Force-controlled lifting of molecular wires

Lifting a single molecular wire off the surface with a combined frequency-modulated atomic force and tunneling microscope it is possible to monitor the evolution of both the wire configuration and the contacts simultaneously with the transport conductance experiment. In particular, critical points where individual bonds to the surface are broken and instabilities where the wire is prone to change its contact configuration can be identified in the force gradient and dissipation responses of the junction. This additional mechanical information can be used to unambiguously determine the conductance of a true molecular wire, that is, of a molecule that is contacted via a pointlike “crocodile clip” to each of the electrodes but is otherwise free.

Figure 1

Simulated junction geometries during tip retraction. (a) PTCDA adsorbed on Ag(111). The molecule is shown in the adsorption site that is used in the simulation.

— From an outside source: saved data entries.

PR #501, opened 2025-04-02
Add a dumb renderer to get coordinates

karlseguin:
This isn't complete.

Can't test because scripts run into other blockers before reaching this point (i.e. Dom.resolveNode). I do think it's pretty safe to merge this as-is though.

Looking for feedback on the `FlatRenderer` in `browser.zig` and Page.click handling (netsurf code is a bit tedious to us).

Besides the inability to manually test. I'm also looking for feedback about how to test this. These flows are starting to get more complicated and I'm not sure they're reasonable for unit tests.

### DIFF
--- a/src/cdp/domains/input.zig
+++ b/src/cdp/domains/input.zig
@@ -1,0 +1,80 @@
+// Copyright (C) 2023-2024  Lightpanda (Selecy SAS)
+//
+// Francis Bouvier <francis@lightpanda.io>
+// Pierre Tachoire <pierre@lightpanda.io>
+//
+// This program is free software: you can redistribute it and/or modify
+// it under the terms of the GNU Affero General Public License as
+// published by the Free Software Foundation, either version 3 of the
+// License, or (at your option) any later version.
+//
+// This program is distributed in the hope that it will be useful,
+// but WITHOUT ANY WARRANTY; without even the implied warranty of
+// MERCHANTABILITY or FITNESS FOR A PARTICULAR PURPOSE.  See the
+// GNU Affero General Public License for more details.
+//
+// You should have received a copy of the GNU Affero General Public License
+// along with this program.  If not, see <https://www.gnu.org/licenses/>.
+
+const std = @import("std");
+
+pub fn processMessage(cmd: anytype) !void {
+    const action = std.meta.stringToEnum(enum {
+        dispatchMouseEvent,
+    }, cmd.input.action) orelse return error.UnknownMethod;
+
+    switch (action) {
+        .dispatchMouseEvent => return dispatchMouseEvent(cmd),
+    }
+}
+
+// https://chromedevtools.github.io/devtools-protocol/tot/Input/#method-dispatchMouseEvent
+fn dispatchMouseEvent(cmd: anytype) !void {
+    const params = (try cmd.params(struct {
+        type: []const u8,
+        x: u32,
+        y: u32,
+    })) orelse return error.InvalidParams;
+
+    try cmd.sendResult(null, .{});
+
+    if (std.ascii.eqlIgnoreCase(params.type, "mousePressed") == false) {
+        return;
+    }
+
+    const bc = cmd.browser_context orelse return;
+    const page = bc.session.currentPage() orelse return;
+    const click_result = (try page.click(cmd.arena, params.x, params.y)) orelse return;
+
+    switch (click_result) {
+        .navigate => |uri| try clickNavigate(cmd, uri),
+    }
+    // result already sent
+}
+
+fn clickNavigate(cmd: anytype, uri: std.Uri) !void {
+    const bc = cmd.browser_context.?;
+
+    var url_buf: std.ArrayListUnmanaged(u8) = .{};
+    try uri.writeToStream(.{
+        .scheme = true,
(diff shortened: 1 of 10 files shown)


src/netsurf/netsurf.zig
```diff
@@ -801,6 +801,24 @@ pub fn eventTargetDispatchEvent(et: *EventTarget, event: *Event) !bool {
...
+    const event = try eventCreate();
+    defer eventDestroy(event);
+
+    try eventInit(event, opts.type, .{ .bubbles = opts.bubbles, .cancelable = opts.cancelable });
+
+    var res: bool = undefined;
+    const et: *EventTarget = @ptrCast(element);
+    const err = eventTargetVtable(et).dispatch_event.?(et, event, &res);
+    try DOMErr(err);
+    return res;
```
krichprollsch: you can use `eventTargetDispatchEvent` function here.

src/cdp/domains/page.zig
```diff
@@ -140,20 +152,10 @@ fn navigate(cmd: anytype) !void {
...
-        referrerPolicy: ?[]const u8 = null, // TODO: enum
-    })) orelse return error.InvalidParams;
-
     // change state
     bc.reset();
-    bc.url = params.url;
-
-    // TODO: hard coded ID
-    bc.loader_id = "AF8667A203C5392DBE9AC290044AA4C2";
+    bc.url = url;
```
krichprollsch: I'm afraid this one is not correct is case of redirection...

krichprollsch (approved):
Thanks for this PR, it looks fine to me :+1: 

`Page.click` looks correct to me. The only thing we could change would be to dispatch a `PointerEvent` instead of a simple `Event`. See https://html.spec.whatwg.org/multipage/webappapis.html#fire-a-synthetic-pointer-event

But it implies some changes:
* creating a whole prototype chain of structs to represent the hierarchy:
`Event <- UIEvent <- MouseEvent <- PointerEvent` (https://developer.mozilla.org/en-US/docs/Web/API/PointerEvent) (example w/ xhr progress event: https://github.com/lightpanda-io/browser/blob/main/src/xhr/progress_event.zig
* add the progress event enum: https://github.com/lightpanda-io/browser/blob/main/src/netsurf/netsurf.zig#L520-L523
* set the internal event type on pointer event creation: https://github.com/lightpanda-io/browser/blob/main/src/xhr/progress_event.zig#L50
* add a case to cast the event correctly: https://github.com/lightpanda-io/browser/blob/main/src/events/event.zig#L65

`FlatRenderer` looks good to me.

Regarding tests I don't have strong opinion. We will add end-to-end test for click at least...

krichprollsch:
libdom has a `mouse_event` https://github.com/lightpanda-io/libdom/blob/master/include/dom/events/mouse_event.h

src/cdp/domains/input.zig
```diff
@@ -0,0 +1,80 @@
...
+
+    try cmd.sendResult(null, .{});
+
+    if (std.ascii.eqlIgnoreCase(params.type, "mousePressed") == false) {
+        return;
+    }
+
+    const bc = cmd.browser_context orelse return;
+    const page = bc.session.currentPage() orelse return;
+    const click_result = (try page.click(cmd.arena, params.x, params.y)) orelse return;
```
krichprollsch: according with https://chromedevtools.github.io/devtools-protocol/tot/Input/#method-dispatchMouseEvent we should dispatch the event corresponding to the type given in parameter.
So I think we should:
* call `page.click` if the event type is ` mousePressed` or `mouseReleased`
* add a `TODO` to dispatch only the corresponding event in case of `mouseMoved`, `mouseWheel` (and we don't want to click in this case)

karlseguin: I made it all more generic, page.click -> page.mouseEvent, taking in a struct when an event type enum)

karlseguin:
> libdom has a `mouse_event` https://github.com/lightpanda-io/libdom/blob/master/include/dom/events/mouse_event.h

I switched to the mouse_event, but one of the parameters is a `struct dom_abstract_view *view` which I couldn't find anything about. I pass `null` for now, any idea about this?

src/cdp/domains/page.zig
karlseguin: This was existing code, but I agree. I removed the `url` state from the browsercontext and instead added a `getURL() []const u8` method which gets the URL from the session's page.

I think there's more of this encapsulation / ownership we need to do, and I think that, in most cases, the Browser Session/Page should be the authoritative source.

krichprollsch:
> I switched to the mouse_event, but one of the parameters is a `struct dom_abstract_view *view` which I couldn't find anything about. I pass `null` for now, any idea about this?

it looks like it's the `window` object :thinking: 
https://developer.mozilla.org/fr/docs/Web/API/MouseEvent#exemple

It is inherited from the UIEvent: https://developer.mozilla.org/en-US/docs/Web/API/UIEvent/view

krichprollsch:
@karlseguin can you rebase to fix the conflict please?

karlseguin:
> @karlseguin can you rebase to fix the conflict please?

@krichprollsch ready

The tip trajectory employed in experiment and simulation is shown in red (its projection into the $xy$ plane is shown as a shadow). An animation of this tip trajectory is provided in the supplemental material (Ref. 14). Tip positions corresponding to the four junction geometries in panels (b) to (e) are marked in blue. The two angles $\phi$ and $\theta$ describe the orientation of the molecule in the junction. (b) The second carboxylic oxygen is detached from the surface. (c) The almost planar molecule is lifted into the upright configuration. (d) Upright molecule ($\phi ={90}^{\circ },\theta =0^{\circ }$) bound to Ag(111) via two carboxylic oxygen atoms. (e) Molecular wire configuration, that is, $\phi ={90}^{\circ },\theta ={15}^{\circ }$. The coordinate $z_{c.m.}$ describes the motion of the molecule after it is detached from the surface.

Figure 2

Stiffness of the tip/PTCDA/Ag(111) junction. (a) Two-dimensional histogram of 121 $\Delta f\left(z\right)$ curves recorded while lifting up single isolated PTCDA molecules. After each manipulation cycle the molecule remained at the tip. In 65$\%$ of the cases it was possible to redeposit the molecule back onto the surface by having the tip approach the surface and applying a voltage of +0.6 V to the sample. The inset shows $\Delta f\left(z\right)$ for a single approach/retraction cycle: Approach is shown in black, retraction in red. For all curves in the histogram, the $\Delta f$ signal during tip approach was subtracted from the $\Delta f$ data taken during retraction. (b) Same dataset as in panel (a), but each curve is shifted on the horizontal axis by individual values $z_0$ such that the peak belonging to feature B is aligned with the corresponding peak in the simulated $\Delta f$ curve (dashed line) (Ref. 24). The inset shows a histogram of shift distances $z_0$. (c) Averaged dissipation signal for all 121 retractions of panel (b). Before averaging, each curve was shifted by the same $z_0$ as the corresponding $\Delta f$ curve in panel (b). The dissipation is a measure of the energy needed to sustain a constant oscillation amplitude of the tuning fork sensor.

Figure 3

Force, potential energy, and conductance of the molecular wire. (a) Histogram of the 35 integrable $\frac{dF}{dz}$ curves (i.e., no abrupt jumps for $z>15$ Å) from the dataset in Fig. 2b. The solid red line displays the averaged experimental data. The black dashed line shows the simulated $\Delta f$ curve (Ref. 24). The tip heights that correspond to the junction geometries in Fig. 1 are indicated and labeled as b, c, d, and e. The upper horizontal axis ($\phi$, $\theta$, $z_{c.m.}$) indicates the coordinates of molecular motion, enforced by the tip trajectory shown in Fig. 1a. (b) Black dashed line, force on the tip as calculated in the force-field simulation; red solid lines, force on the tip as calculated by integrating the averaged experimental $\frac{dF}{dz}$ in panel (a) [red solid line in panel (a)] for $z>16$ Å and for $z<15$ Å. The branch for $z<15$ Å was shifted along the vertical axis such that it starts at the value where the left section of the curve ended. (c) Black dashed line, potential energy of PTCDA in the junction as calculated in the force-field simulation; red solid lines, potential energy of PTCDA in the junction as calculated by integrating the experimental $F\left(z\right)$ curves in panel (b) [red solid line in panel (b)]. The integration constant for $z<15$ Å was again chosen to match the value where the left section of the curve ended. (d) Histogram of the junction conductance $\frac{dI}{dV}\left(z\right)$ at a bias voltage of $V=-0.5$ mV for the same dataset as in panels (a)–(c). At $z\approx 17$ Å the last molecule-substrate bond breaks and the junction enters the tunneling regime. The inset is a line profile through the histogram parallel to the vertical axis in the corridor between $z=16.25$ Å and $z=17.0$ Å.